There is this S3 notification feature described here:
Amazon S3 event notifications are designed to be delivered at least once. Typically, event notifications are delivered in seconds but can sometimes take a minute or longer.
and discussed here.
I thought I could mitigate the duplications a bit by deleting files I have already processed. The problem is, when a second event to the same file comes (a minute later) and I try to access the file, I don't get an HTTP 404, I get an ugly AccessDenied:
[ERROR] ClientError: An error occurred (AccessDenied) when calling the GetObject operation: Access Denied
Traceback (most recent call last):
File "/var/task/lambda_function.py", line 111, in lambda_handler
raise e
File "/var/task/lambda_function.py", line 104, in lambda_handler
response = s3.get_object(Bucket=bucket, Key=key)
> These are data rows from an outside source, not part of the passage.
PR #265, opened 2019-11-12
Load Session Data only when session is checked

HaGuesto:


HaGuesto:
[Redirect to start page or login if session data is not complete.](https://trello.com/c/pDKlwsw5/361-redirect-to-start-page-or-login-if-session-data-is-not-complete)

library/lib/session.php
```diff
@@ -58,27 +62,36 @@ function checksession()
...
         if (isset($_COOKIE['autologin_user'])) { // a autologin cookie exists
             $user = db_row('SELECT * FROM cms_users WHERE email != "" AND email = :email AND pass = :pass', ['email' => $_COOKIE['autologin_user'], 'pass' => $_COOKIE['autologin_pass']]);
-            if ($user) {
-                loadSessionData($user);
-                db_query('UPDATE cms_users SET lastlogin = NOW(), lastaction = NOW() WHERE id = :id', ['id' => $_SESSION['user']['id']]);
-
-                return $result;
+            if ($user) { // the cookie is valied
+                // Check if account is not expired
+                $in_valid_dates = check_valid_from_until_date($user['valid_firstday'], $user['valid_lastday']);
```
jamescrowley: Can we somehow simplify this or the flow above so we don't have to duplicate this? like once we've fetched the $user row in both scenarios?

library/lib/session.php
```diff
@@ -172,17 +183,57 @@ function createPassword($length = 10, $possible = '23456789AaBbCcDdEeFfGgHhijJkK
...
+        // Why ajax?
+        // It can happen that an org does not have internet for example in the checkout. The internet connection is checked before a form is submitted. If no internet connection is detected the entries from the form are kept. To not assign the delayed form submission to a wrong camp it is excepted.
+        $_SESSION['camp'] = reset($camplist);
+    }
+
+    if (isset($_SESSION['organisation'], $_SESSION['camp'])) {
+        return true;
+    }
+
+    return false;
```
jamescrowley: what does it (practically) mean when this is false?

library/lib/session.php
```diff
@@ -172,17 +183,57 @@ function createPassword($length = 10, $possible = '23456789AaBbCcDdEeFfGgHhijJkK
...
+            WHERE ug.id = :id AND (NOT ug.deleted OR ug.deleted IS NULL)', ['id' => $user['cms_usergroups_id']]);
+        $_SESSION['organisation'] = db_row('
+            SELECT * 
+            FROM organisations 
+            WHERE id = :id AND (NOT organisations.deleted OR organisations.deleted IS NULL)', ['id' => $_SESSION['usergroup']['organisation_id']]);
+    }
+    $camplist = camplist();
+    if (1 == count($camplist)) {
+        // if user has only access to one camp then set the information
+        $_SESSION['camp'] = reset($camplist);
```
jamescrowley: Do we actually need to use the reset function, or can we just do $camplist[0] ? Potentially more explicit than relying on the array's internal pointer?

jamescrowley:
👍 to aiming to simplify our lovely Session handling, @HaGuesto :grin:

library/lib/session.php
HaGuesto: tried that. Unfortunately, `camplist()` creates an array with the camp_id as key. I did not see another way to access the first (and only element in `$camplist`

library/lib/session.php
HaGuesto: will do

library/lib/session.php
HaGuesto: check line 31, 87 and 250

library/lib/session.php
HaGuesto: should be done

library/lib/session.php
jamescrowley: I meant in plain english :grin: *why* does this scenario happen?

HaGuesto: I tried to make it clearer in the code and explained the cases in comments.

HaGuesto:
@jamescrowley please review again.

library/lib/session.php
```diff
@@ -172,17 +174,66 @@ function createPassword($length = 10, $possible = '23456789AaBbCcDdEeFfGgHhijJkK
     return $password;
 }
 
+// session data requires user, usergroup, organisation, camp
+//usergroup is optional for Boxwise Gods
 function loadSessionData($user)
```
jamescrowley: @HaGuesto sorry for the hold up revewing this, but I'd really like to work on this function to improve it's readability.

library/lib/session.php
```diff
@@ -172,17 +174,66 @@ function createPassword($length = 10, $possible = '23456789AaBbCcDdEeFfGgHhijJkK
...
+            WHERE id = :id AND (NOT organisations.deleted OR organisations.deleted IS NULL)', ['id' => $_SESSION['usergroup']['organisation_id']]);
+    }
+
+    // ------------ load camp
+    $camplist = camplist();
+    if (1 == count($camplist)) { // an organisation has only one camp or a user has only access to one camp
+        $_SESSION['camp'] = reset($camplist);
+    } elseif (isset($_GET['camp'], $camplist[$_GET['camp']])) { // the camp is specified in url and the user has access to it
+        $_SESSION['camp'] = $camplist[$_GET['camp']];
+    } elseif ($user['is_admin'] && isset($_GET['camp']) && !isset($camplist)) { // the user is a Boxwise God and camplist is not set ($_SESSION['organisation'] is not set) and the camp is specified in the url
```
jamescrowley: why/how does $camplist become not set?

library/lib/session.php
HaGuesto: @jamescrowley No worries I understand.
Could you tell me what is missing?

library/lib/session.php
HaGuesto: `camplist()` function is defined here
https://github.com/boxwise/dropapp/blob/84cdded62ddddc3f9bcb2f8020f7320caa0bdeb6/library/functions.php#L36

HaGuesto: The query returned is 
```
		SELECT c.* 
		FROM camps AS c'.($_SESSION['user']['is_admin'] ? '' : ', cms_usergroups_camps AS x').'
		WHERE (NOT c.deleted OR c.deleted IS NULL) AND c.organisation_id = :organisation_id'.($_SESSION['user']['is_admin'] ? '' : ' AND x.camp_id = c.id AND x.cms_usergroups_id = :usergroup_id').'
		ORDER BY c.seq', $parameters, false, true);
```

HaGuesto: camplist is not set if
1. your base got deleted/deactivated,
2. the variable `$_SESSION['organisation'] is not set,
3. your user group has access to no base.

HaGuesto: Case 2 is the biggest one to worry about, because it happens the most (when the session of a Boxwise God expires).

library/lib/session.php
jamescrowley: I just find it very hard to understand the scenarios we're dealing with. Obviously not helped by the ways these are changed elsewhere. 

The conditions in the set of if statements are quite hard to understand, at least for me - it should be pretty obvious which if case we'd fall into? Just wondering if we could group or simplify the cases further?

HaGuesto: just to clarify. it is probably just about the camp session data right?

HaGuesto: alright, I see two possible solutions to further simplify this:

1. We can change the `camplist()`-function so it never returns an empty array. For Boxwise Gods this would mean that they could always choose from all existing camps and directly move between them. In case the session expires it would always set it to the first camp in the database.

2. We assign every admin to a user group and organisation. This way `camplist` could also not return any empty array. This way, Boxwise Gods would have a default account they would be forwarded to once the Session expires.

HaGuesto: @jamescrowley

jamescrowley: 👍 , not quite sure on pros and cons of (1) vs (2) but suspect (1) will be easier to try first without db changes?

HaGuesto:
I updated this PR. Now the function `camplist()` cannot return an empty array anymore. 
Hence, I was able to simplify `loadsession()` further.

jamescrowley:
@HaGuesto just did a little bit of clicking around, and got 

Exception: $_SESSION[organisation] or $_SESSION[camp] is not set!

this was the sequence:
http://localhost:8100/?action=start
http://localhost:8100/?action=people_add
http://localhost:8100/?action=start&organisation=100000000
http://localhost:8100/?action=people_add&organisation=2

HaGuesto:
I cannot reproduce it and all tests run through on my side. If it is an error, it is only possible for Boxwise God. I would merge it for now since the Exception you have found is still more clear than the exceptions we get until now when the organisation or camp is not set.

PR #267, opened 2019-11-14
Mobile header

cohenlea:


cohenlea:
[Overflow of header if organisation and camp name is too long on mobile.](https://trello.com/c/XTC9ZrZI/363-overflow-of-header-if-organisation-and-camp-name-is-too-long-on-mobile)

cohenlea:
[camp name is not shown in mobile header for users if they only have access to one camp #small](https://trello.com/c/qVDNttIF/364-camp-name-is-not-shown-in-mobile-header-for-users-if-they-only-have-access-to-one-camp-small)

cohenlea:
The logic is a bit confusing, not sure if the users will notice/care that we sometime show only the org, sometimes both, and sometimes only the camp(s)... maybe we should just always show only the camp(s)? At the moment (after my changes) it's 1) Only the Org name if the combined name is > 34 characters or they only have one camp, 2) Both names if they have multiple camps and the combined name is < 34 characters, 3) Only the camp if the combined name is too long and they have multiple camps.

HaGuesto:
@cohenlea First of all amazing! Without any help you wrote php code and changed the template.

Second, lol. Sorry for giving you such a weird task. I did not really realize that we are doing it once this way and then the otherway :see_no_evil: 

So, yes I agree. It makes sense to always show the name of the camp and if the length allows it to show the organisation name.

If I think of it. The name of organisation is only important for Boxwise Gods to know.
W'll need to talk to Roanna to finalize this.

PR #268, opened 2019-11-14
Restricted date selection in user dates starting from today

naphets123:


HaGuesto:
[User Management: Restrict "Valid From" Date to CurrentDay #tiny](https://trello.com/c/Ns2vEbe4/375-user-management-restrict-valid-from-date-to-currentday-tiny)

File "/var/runtime/botocore/client.py", line 391, in _api_call
return self._make_api_call(operation_name, kwargs)
File "/var/runtime/botocore/client.py", line 719, in _make_api_call
raise error_class(parsed_response, operation_name)
which is unexpected and not acceptable.
I don't want my lambda to suppress AccessDenied errors for obvious reasons. Is there an easy way to find out if the file has been already processed in the past or if notification service is playing tricks?
EDIT:
For those who think this is "an indication of some bug in my application" here the relevant piece of code:
bucket = event['Records'][0]['s3']['bucket']['name']
key = urllib.parse.unquote_plus(event['Records'][0]['s3']['object']['key'], encoding='utf-8')
logger.info(f'Requesting file from bucket {bucket} with key {key}')
try:
response = s3.get_object(Bucket=bucket, Key=key)
except ClientError as e:
error_code = e.response["Error"]["Code"]
if error_code == 'NoSuchKey':
logger.info('Object does not exist any more')
return
else:
raise e
It rather smells like an ugly issue on AWS side to me.